Association of uric acid, atherogenic index of plasma and albuminuria in diabetes mellitus.


AKBAŞ E. M., Timuroglu A., ÖZÇİÇEK A., ÖZÇİÇEK F., DEMİRTAŞ L., Gungor A., ...Daha Fazla

International journal of clinical and experimental medicine, cilt.7, sa.12, ss.5737-43, 2014 (SCI-Expanded) identifier identifier identifier

  • Yayın Türü: Makale / Tam Makale
  • Cilt numarası: 7 Sayı: 12
  • Basım Tarihi: 2014
  • Dergi Adı: International journal of clinical and experimental medicine
  • Derginin Tarandığı İndeksler: Science Citation Index Expanded (SCI-EXPANDED), Scopus
  • Sayfa Sayıları: ss.5737-43
  • Erzincan Binali Yıldırım Üniversitesi Adresli: Evet

Özet

Background: The associations of serum uric acid (UA), atherogenic index of plasma (AIP) and albuminuria with cardiovascular disease have been shown.
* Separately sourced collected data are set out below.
PR #56728, opened 2026-02-04
Add config.active_job.immutable_arguments so perform-argument mutations no longer leak into retries

### LINKED ISSUE #55775: ActiveJob retries do not preserve the original job arguments across retries
### Steps to reproduce

```ruby
# frozen_string_literal: true

require "bundler/inline"

gemfile(true) do
  source "https://rubygems.org"

  gem "rails", "~> 8"
end

require "active_job/railtie"
require "minitest/autorun"

  config.eager_load = false

end
Rails.application.initialize!

class BuggyJob < ActiveJob::Base
  class FooError < StandardError; end

  retry_on FooError, attempts: 3

  def perform(messages)
    messages.each do |message|
      some_data = message.delete(:id)
      message[:bar_id] = some_data
      # call(message)
    end

    raise FooError, "Something went wrong!"
  end
end

class BuggyJobTest < ActiveJob::TestCase
  def test_retry_on_with_mutable_arguments
    messages = [
      { id: 1, foo: "bar" },
      { id: 2, foo: "bar" },
    ]

    perform_enqueued_jobs(only: BuggyJob) do
      assert_raises(BuggyJob::FooError) do
        BuggyJob.perform_later(messages)
      end
    end

    assert_equal 3, performed_jobs.size

    all_job_arguments = performed_jobs.map { |job| deserialize_args_for_assertion(job).fetch(:args).first }

    assert_equal messages, all_job_arguments.uniq
  end
end
```

### Expected behavior

ActiveJob should preserve the original arguments for every retry.

### Actual behavior

For methods that can mutate the parameters, these modifications are carried over to subsequent job executions.

```
Finished in 0.070236s, 14.2377 runs/s, 56.9509 assertions/s.

  1) Failure:
BuggyJobTest#test_retry_on_with_mutable_arguments [example.rb:59]:
--- expected
+++ actual
@@ -1 +1 @@
-[{id: 1, foo: "bar"}, {id: 2, foo: "bar"}]
+[[{id: 1, foo: "bar"}, {id: 2, foo: "bar"}], [{foo: "bar", bar_id: 1}, {foo: "bar", bar_id: 2}], [{foo: "bar", bar_id: nil}, {foo: "bar", bar_id: nil}]]
```

### System configuration

**Rails version**: 8.0.3

**Ruby version**: Ruby 3.4.5

Saidbek:
### Motivation / Background

Fixes https://github.com/rails/rails/issues/55775

When a job mutates its `perform` arguments and then retries, those mutations were reused on the next execution. Retries could then run against modified data.

### Solution

Adds a single global `config.active_job.immutable_arguments`. When enabled, Active Job deep-dups arguments before `perform` so mutations of the `perform` parameters do not leak into retries. Mutating `job.arguments` still updates the stored arguments used on retry.

New applications (`config.load_defaults 8.2`) enable this by default. Existing applications keep the previous behavior until they opt in via `config/initializers/new_framework_defaults_8_2.rb`.

### Checklist

### DIFF
--- a/activejob/lib/active_job/execution.rb
+++ b/activejob/lib/active_job/execution.rb
@@ -1,6 +1,7 @@
 # frozen_string_literal: true
 
 require "active_support/rescuable"
+require "active_support/core_ext/object/deep_dup"
 
 module ActiveJob
   # = Active Job \Execution
@@ -12,6 +13,10 @@ module ActiveJob
   module Execution
     extend ActiveSupport::Concern
     include ActiveSupport::Rescuable
+
+    included do
+      class_attribute :protect_retry_arguments, instance_accessor: false, default: false
+    end
 
     # Includes methods for executing and performing jobs instantly.
     module ClassMethods
@@ -65,7 +70,12 @@ module ActiveJob
       def _perform_job
         ActiveSupport::ExecutionContext[:job] = self
         run_callbacks :perform do
-          perform(*arguments)
+          if self.class.protect_retry_arguments
+            protected_arguments = arguments.map(&:deep_dup)
+            perform(*protected_arguments)
+          else
+            perform(*arguments)
+          end
         end
       end
   end
--- a/activejob/lib/active_job/execution.rb
+++ b/activejob/lib/active_job/execution.rb
@@ -1,6 +1,7 @@
 # frozen_string_literal: true
 
 require "active_support/rescuable"
+require "active_support/core_ext/object/deep_dup"
 
 module ActiveJob
   # = Active Job \Execution
@@ -65,7 +66,8 @@ module ActiveJob
       def _perform_job
         ActiveSupport::ExecutionContext[:job] = self
         run_callbacks :perform do
-          perform(*arguments)
+          args = ActiveJob.immutable_arguments ? arguments.map(&:deep_dup) : arguments
+          perform(*args)
         end
       end
   end
--- a/activejob/lib/active_job/railtie.rb
+++ b/activejob/lib/active_job/railtie.rb
@@ -10,6 +10,7 @@ module ActiveJob
     config.active_job = ActiveSupport::OrderedOptions.new
     config.active_job.custom_serializers = []
     config.active_job.log_query_tags_around_perform = true
+    config.active_job.protect_retry_arguments = false
 
     initializer "active_job.deprecator", before: :load_environment_config do |app|
       app.deprecators[:active_job] = ActiveJob.deprecator
@@ -76,6 +77,10 @@ module ActiveJob
           elsif respond_to? k
             send(k, v)
           end
+        end
+
+        if app.config.active_job.key?(:protect_retry_arguments)
+          ActiveJob::Base.protect_retry_arguments = app.config.active_job.protect_retry_arguments
         end
       end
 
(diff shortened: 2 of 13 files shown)


activejob/lib/active_job/execution.rb
```diff
@@ -13,6 +14,10 @@ module Execution
     extend ActiveSupport::Concern
     include ActiveSupport::Rescuable
 
+    included do
+      class_attribute :protect_retry_arguments, instance_accessor: false, default: false
```
JoeSouthan: Maybe `immutable_job_arguments`?

activejob/lib/active_job/railtie.rb
```diff
@@ -10,6 +10,7 @@ class Railtie < Rails::Railtie # :nodoc:
     config.active_job = ActiveSupport::OrderedOptions.new
     config.active_job.custom_serializers = []
     config.active_job.log_query_tags_around_perform = true
+    config.active_job.protect_retry_arguments = false
```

Several studies focused on association of serum UA and dyslipidemia, serum UA and renal impairment, dyslipidemia and renal impairment. However, to date, in literature, there have been no studies demonstrating the relationship between these parameters in diabetic patients together. Aims: We aimed to investigate the association between serum UA, albuminuria and AIP in diabetic patients. Methods: This was a retrospective study involving data of 645 diabetic patients. The patients were separated into groups according to their serum uric acid and AIP levels. The quantitative urine albumin/creatinine ratio in morning spot urine samples were used for standard albuminuria determination. Serum uric acid levels under 6 mg/dL were considered as normal. AIP was calculated as the logarithmically transformed ratio of triglyceride to high density lipoprotein cholesterol. Results: AIP and albuminuria levels were high in high serum UA group compared to normal UA group. Uric acid and albuminuria tended to increase with increasing AIP. Correlation analysis showed that albuminuria, AIP and UA were significantly correlated with each other. Additionally, in binary logistic regression analysis, AIP was found to be independently associated with high UA levels. Conclusions: Present study reveals that serum UA, AIP and albuminuria are closely related. Physicians should be aware that patients with concomitant hyperuricemia, albuminuria and high AIP are at increased risk of developing cardiovascular disease. Our study confirms that there is a need for larger prospective studies to determine the mechanisms underlying the association of serum UA, AIP and albuminuria.